▶ WHAT YOU HAVE TO DO:
Copy every line of the data that includes the string "approved".
##### PROVIDED RECORDS #####
PR #2461, opened 2025-05-27
Display Error Message when Circuit is Unrenderable

ScottCarda-MS:


npm/qsharp/src/shared/circuit.ts
minestarks, line 1: I had missed this the first time, but can we pull all this code out of `shared`? It should live in either `ux` or elsewhere in `src`, depending on where it's used - but not `shared` since it's not actually shared between the two components.

`legacyCircuitUpdate.ts` should  come out of this folder entirely.

`shared` was intended to stay minimal and only contain basic constants and types. If it grows, I worry it may start pulling in dependencies accidentally, and create the problems I'd hoped to avoid by creating this directory in the first place. Long story, I had to create this folder when we needed a solution for common types that needed to be referenced _both_ from the UX code in `ux`, and non-UX code under `src/` . Non-UX code (which typically gets loaded in the VS Code extension side) gets compiled with different options than UX code, and when the two kinds of modules end up referencing each other, you end up with horrible TypeScript module errors.

minestarks (approved):

npm/qsharp/src/shared/circuit.ts
ScottCarda-MS: Discussed offline: decided to rename `shared/` to `data-structures/` to make it clearer that that was being treated as a data layer.

PR #2462, opened 2025-05-27
Generating files should be usable more often

idavis:


swernli (approved):
This worked in my testing!

billti (approved):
#####
▶ RESPONSE FOR THIS EXERCISE:
minestarks (approved):
swernli (approved):
billti (approved):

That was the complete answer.